As nurses, midwives and AHPs, we are normally at the centre of the patient’s journey. We see their good and bad days, we understand their problems, we get to know their relatives and we are essential to the multi-disciplinary team. We see how everybody’s input truly affects the patient. I can’t vouch for the other professions, but I know nurses are opinionated, outspoken and powerful. And yet, we don’t get listened to as much as we’d want. When I enquired about a placement with the CNMR, I didn’t delve too much into my reasoning, I just felt compelled. During this placement, I began working with the CNMR team on a report evaluating the efficacy of implementation of the new trainee nursing associate role into UCLH. To be working towards illuminating the greatest uncertainties of a pivotal new role was enlightening. Hearing different individual’s experiences with trainee nursing associates, reviewing the literature and starting to produce a report on the findings, highlighted the key areas of success, the main issues to focus on, and gave the fleeting opinions of my colleagues some substantial backing. Very quickly, I learnt that this was what I was searching for – a voice, but this time, it wasn’t my voice on its own, it was the many voices of my colleagues all banding together.

I feel that the nursing profession itself is in a sort of identity crisis. I feel sometimes we all function as singular units and forget the power we have all together. We are the majority, yet we are too scared to speak up for fear of retribution. For a workforce -not so secretly- understaffed and over-worked, we are too weary to rock the boat. When your working day is primarily about keeping your head above the water, how are you expected to navigate the ship towards a new horizon? More pragmatically put – where do you find the time and energy for ‘making change’ when on some of your 12 hour shifts you only give yourself 20 minutes for lunch in order to get everything done? Positions in which a clinician can have a day or two set aside each week for research are few and far between, and this is consistently highlighted as a rudimentary issue. Nurses, midwives and AHPs are the perfect investigators for the NHS’ most fundamental issues, because we see a myriad of patient encounters with the entire multi-disciplinary team and hear everything that goes on in a ward. I truly believe that research is the conduit for our voices to really make the changes we want, and I think it’s important for Trusts to meaningfully encourage research engagement and propagate these opportunities.

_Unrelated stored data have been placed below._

PR #340, opened 2021-06-30
Pin pylint

arthurp:


aneeshdurg:
Why are we pinning only pylint and nothing else?

arthurp:
> Why are we pinning only pylint and nothing else?

Because in general pinning makes the generated packages have poor compatibility with other packages built with more recent versions of packages. We have no system to automatically detect and manage upgrades. I would like to find time to write some CI jobs and detect new upstream packages and generate automatic PRs with the updated version and then setup some kind of  conda package pinning.

aneeshdurg:
Makes sense. But why pin pylint then? Is there something broken with the latest version?

arthurp:
> Makes sense. But why pin pylint then? Is there something broken with the latest version?

The lastest version added new checks it seems. We probably need to white list instead of black list the checks we support, but for now I just limit the version to get CI passing as it was before. I'll create a JIRA issues for managing the new version of pylint.

The pylint warnings are good ones, BTW. So we should change our code to pass the new version. But not tonight, not being able to merge other PRs is not something we can tolerate.

aneeshdurg (approved):
Got it, just wanted to make sure we captured the reasoning somewhere, like in this comment thread 😁

LGTM!

arthurp:
Thanks. Please review https://github.com/KatanaGraph/katana-enterprise/pull/1450 as well.

PR #343, opened 2021-06-30
Add docs about KATANA_CHECKED

ddn0:


danielmawhirter (approved):
The MakeList example looks like it could be `KATANA_CHECKED_CONTEXT`, otherwise LGTM

PR #349, opened 2021-07-06
[KAT-538] Encapsulate node and edge properties

witchel:
This change encapsulates the node and edge property tables for our graphs.
Exposing the arrow table of properties makes it impossible to change our
representation to keep a subset of properties in memory at once, so we
stop doing that.

There is a dependent PR (https://github.com/KatanaGraph/katana-enterprise/pull/1479) for enterprise that has more detail.

### DIFF
--- a/libgalois/include/katana/PropertyGraph.h
+++ b/libgalois/include/katana/PropertyGraph.h
@@ -10,6 +10,7 @@
 #include <arrow/chunked_array.h>
 #include <arrow/type_traits.h>
 
+#include "katana/ArrowInterchange.h"
 #include "katana/Details.h"
 #include "katana/ErrorCode.h"
 #include "katana/NUMAArray.h"
@@ -262,17 +263,60 @@ private:
     rdg_.set_mirror_nodes(std::move(a));
   }
 
+  /// Return the node property table for local nodes
+  const std::shared_ptr<arrow::Table>& node_properties() const {
+    return rdg_.node_properties();
+  }
+
+  /// Return the edge property table for local edges
+  const std::shared_ptr<arrow::Table>& edge_properties() const {
+    return rdg_.edge_properties();
+  }
+
 public:
   /// PropertyView provides a uniform interface when you don't need to
   /// distinguish operating on edge or node properties
-  struct PropertyView {
-    PropertyGraph* g;
+  struct ReadOnlyPropertyView {
+    const PropertyGraph* const_g;
 
     std::shared_ptr<arrow::Schema> (PropertyGraph::*schema_fn)() const;
-    std::shared_ptr<arrow::ChunkedArray> (PropertyGraph::*property_fn)(
+    std::shared_ptr<arrow::ChunkedArray> (PropertyGraph::*property_fn_int)(
         int i) const;
-    const std::shared_ptr<arrow::Table>& (
-        PropertyGraph::*properties_fn)() const;
+    std::shared_ptr<arrow::ChunkedArray> (PropertyGraph::*property_fn_str)(
+        const std::string& str) const;
+    int32_t (PropertyGraph::*property_num_fn)() const;
+
+    std::shared_ptr<arrow::Schema> schema() const {
+      return (const_g->*schema_fn)();
+    }
+
+    std::shared_ptr<arrow::ChunkedArray> GetProperty(int i) const {
+      return (const_g->*property_fn_int)(i);
+    }
+
+    std::shared_ptr<arrow::ChunkedArray> GetProperty(
+        const std::string& str) const {
+      return (const_g->*property_fn_str)(str);
+    }
+
+    int32_t GetNumProperties() const { return (const_g->*property_num_fn)(); }
+
+    uint64_t ApproxMemUse() const {
+      uint64_t total_mem_use = 0;
+      for (int32_t i = 0; i < GetNumProperties(); ++i) {
+        const auto& chunked_array = GetProperty(i);
+        for (const auto& array : chunked_array->chunks()) {
+          total_mem_use += katana::ApproxArrayMemUse(array);
+        }
+      }
+      return total_mem_use;
+    }
+  };
+
+  struct MutablePropertyView {
+    ReadOnlyPropertyView ropv;
+    PropertyGraph* g;
+
     Result<void> (PropertyGraph::*add_properties_fn)(
         const std::shared_ptr<arrow::Table>& props);
     Result<void> (PropertyGraph::*upsert_properties_fn)(
@@ -280,19 +324,20 @@ public:
     Result<void> (PropertyGraph::*remove_property_int)(int i);
     Result<void> (PropertyGraph::*remove_property_str)(const std::string& str);
 
-    std::shared_ptr<arrow::Schema> schema() const { return (g->*schema_fn)(); }
+    std::shared_ptr<arrow::Schema> schema() const { return ropv.schema(); }
 
-    std::shared_ptr<arrow::ChunkedArray> Property(int i) const {
-      return (g->*property_fn)(i);
+    std::shared_ptr<arrow::ChunkedArray> GetProperty(int i) const {
+      return ropv.GetProperty(i);
     }
 
-    const std::shared_ptr<arrow::Table>& properties() const {
-      return (g->*properties_fn)();
+    std::shared_ptr<arrow::ChunkedArray> GetProperty(
+        const std::string& str) const {
+      return ropv.GetProperty(str);
     }
 
-    std::vector<std::string> property_names() const {
-      return properties()->ColumnNames();
-    }
+    int32_t GetNumProperties() const { return ropv.GetNumProperties(); }
+
+    uint64_t ApproxMemUse() const { return ropv.ApproxMemUse(); }
 
     Result<void> AddProperties(
         const std::shared_ptr<arrow::Table>& props) const {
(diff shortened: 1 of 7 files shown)


libgalois/include/katana/PropertyGraph.h
```diff
@@ -262,38 +262,51 @@ class KATANA_EXPORT PropertyGraph {
...
     }
 
-    std::vector<std::string> property_names() const {
-      return properties()->ColumnNames();
+    std::shared_ptr<arrow::ChunkedArray> GetProperty(
+        const std::string& str) const {
+      return (const_g->*property_fn_str)(str);
     }
 
+    int32_t GetPropertyNum() const { return (const_g->*property_num_fn)(); }
```
ddn0: idle comment: every time I read this, I always think "shouldn't this be called GetNumProperties", but I think the last time this came up, we decided the current `GetFooNum` was consistent with the current API so we have kept things as there are now (cc @roshandathathri who is the person I strongly associate with this discussion)

ddn0 (approved):

libgalois/include/katana/PropertyGraph.h
witchel: I have updated the names to `GetNumProperties()`.

libgalois/include/katana/PropertyGraph.h
```diff
@@ -262,38 +262,51 @@ class KATANA_EXPORT PropertyGraph {
...
+  /// Return the node property table for local nodes
+  const std::shared_ptr<arrow::Table>& node_properties() const {
+    return rdg_.node_properties();
+  }
+
+  /// Return the edge property table for local edges
+  const std::shared_ptr<arrow::Table>& edge_properties() const {
+    return rdg_.edge_properties();
+  }
+
```
arthurp, line 275: Do we want to expose this? Will we always be able to construct an arrow table regardless of the internal storage of the properties?

libgalois/include/katana/PropertyGraph.h
```diff
@@ -262,38 +262,51 @@ class KATANA_EXPORT PropertyGraph {
...
 public:
   /// PropertyView provides a uniform interface when you don't need to
   /// distinguish operating on edge or node properties
   struct PropertyView {
     PropertyGraph* g;
+    const PropertyGraph* const_g;
```
arthurp, line 280: Why is this needed? I suspect there is a detail of C++ typing I don't understand.

libgalois/include/katana/PropertyGraph.h
```diff
@@ -646,36 +660,59 @@ class KATANA_EXPORT PropertyGraph {
...
         .schema_fn = &PropertyGraph::node_schema,
-        .property_fn = &PropertyGraph::GetNodeProperty,
-        .properties_fn = &PropertyGraph::node_properties,
+        .property_fn_int = &PropertyGraph::GetNodeProperty,
+        .property_fn_str = &PropertyGraph::GetNodeProperty,
+        .property_num_fn = &PropertyGraph::GetNumNodeProperties,
         .add_properties_fn = &PropertyGraph::AddNodeProperties,
         .upsert_properties_fn = &PropertyGraph::UpsertNodeProperties,
         .remove_property_int = &PropertyGraph::RemoveNodeProperty,
         .remove_property_str = &PropertyGraph::RemoveNodeProperty,
```
arthurp: Why are we using function pointers here instead of a simple subclass? It would eliminate the need for the explicit implementations of all the silly little methods that really just implement a vtable.

libgalois/include/katana/PropertyGraph.h
```diff
@@ -767,6 +804,9 @@ CreateSymmetricGraph(PropertyGraph* pg);
 KATANA_EXPORT Result<std::unique_ptr<PropertyGraph>>
 CreateTransposeGraphTopology(const GraphTopology& topology);
 
+/// Report approximate memory use for a property view
+KATANA_EXPORT uint64_t ApproxMemUse(const PropertyGraph::PropertyView& pview);
+
```
arthurp: Why not make this a method on PropertyView.

libgalois/src/PropertyViews.cpp
```diff
@@ -19,3 +19,24 @@ katana::internal::ExtractArrays(
...
+  std::vector<arrow::Array*> ret;
+  for (auto& property : properties) {
+    auto column = pview.GetProperty(property);
+    if (!column) {
+      return ErrorCode::PropertyNotFound;
+    }
+    if (column->num_chunks() != 1) {
+      // Katana form graphs only contain single chunk property columns.
+      return ErrorCode::TODO;
+      // TODO: Maybe we need an InvalidGraph error
```
arthurp: Username? Also add message to error code?

arthurp (approved):
Overall, this is OK. I feel like it increases the interface surface more than is required for the features you implement. I would encourage you to reduce the interface if possible. One example, is that you expose both `arrow::Table` and `PropertyView`. They do similar things. Maybe just expose one of them.

libgalois/include/katana/PropertyGraph.h
witchel: I'm not following.  I moved these functions from public to private to stop exposing them.

libgalois/include/katana/PropertyGraph.h
witchel: Sorry, I asked about this in #1479, which is the associated enterprise PR.  Here are the questions.

In PropertyGraph.h, to implement const and non-const PropertyViews I have a PropertyGraph* called g and a const PropertyGraph* called const_g. Is there a better way of doing this?

For the const PropertyView, I leave several function pointers as null. I could make functions that assert, but it seemed annoying to have several different types of dummy functions that do nothing but assert.

libgalois/include/katana/PropertyGraph.h
arthurp: My bad. I wasn't paying attention. This may also invalidate my global comment.

libgalois/include/katana/PropertyGraph.h
witchel: Donald did the PropertyView class initially.  Do you mean a nested class or subclass?  `PropertyView` isn't a subclass of any class.

libgalois/include/katana/PropertyGraph.h
arthurp: I see no connection between the two pointer types and the nulls vs asserts. But it's no big deal.

libgalois/include/katana/PropertyGraph.h
arthurp: What I mean is that you could have a pure virtual base class and then a few subclasses implementing that. Not that there is currently such a structure. That said, I just realized why this approach was probably chosen. The methods are mostly just methods that already exist on `PropertyGraph`, so this MIGHT be slightly simpler to implement.

I'll move on. :-)

libgalois/include/katana/PropertyGraph.h
witchel: Oh, good idea, thanks.

libgalois/src/PropertyViews.cpp
witchel: Ok.  For the record, I copied this code from the function above.  I guess that author did not provide a username for the TODO or an error message.

libgalois/include/katana/PropertyGraph.h
witchel: I really am interested if there is a better way to do what I want without `g` and `const_g`.

I included the second question because it seemed like the kind of thing you might know or have an opinion on and I didn't want to make you read #1479.

ddn0: `g` and `const_g` point to the same object? and `const_cast` doesn't work or a function that wraps `const_cast`?

witchel: They point to the same object.
Can you explain your question about `const_cast`?  The problem comes from creating a `PropertyView `and a `const PropertyView`.

ddn0: I see.

One pattern would be to use a template that captures the const or lack of const-ness, e.g.,

```cpp
using ConstView = View<const PropertyGraph*>;
using MutableView = View<PropertyGraph*>;
```

Though given that the const view actually has ~less~ fewer functions (the nullptr member functions), I'd suggest just making two classes and skip the templates, e.g.,
```cpp
class ReadOnlyView {

};

class MutableView: public ReadOnlyView {
public:
  Result<void> AddProperties(....) {....}
};

ReadOnlyView edge_property_view() const {....}
MutableView edge_property_view() {...}
```

whether you want to make `Mutable` and `ReadOnlyView` virtual base classes and have concrete classes for nodes and edges or want to continue using member function pointers is up to you.

I originally used member function pointers because I saw (and still see) PropertyGraph as a closed ecosystem, so how we implemented the required (limited) polymorphism was an implementation detail, so I picked what I thought was the more compact way. Virtual functions are fine too.

witchel: I have taken your advice and made two explicitly named structs.  I included the read-only version in the mutable version because it led to less duplication.  

I introduced explicit names for the "constructors" instead of const/non-const because I found myself casting a `DistPropertyGraph `pointer to a const pointer and invoking `edge_property_view()` which seemed like an unnecessarily obscure mechanism.

witchel: Thank you!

Our NHS is a beacon of exciting innovation and this is a direct result of research. Going forward from this placement, I will continue to embrace the power of research, and attempt to instill that empowerment into my colleagues. I will stand proud on the most stable looking chair in the staff canteen and proclaim: “We are no longer the ‘handmaidens’ of healthcare: we are leaders, we are team-players, we are carers, we are clinicians, we are academics, we are investigators and we are change makers.”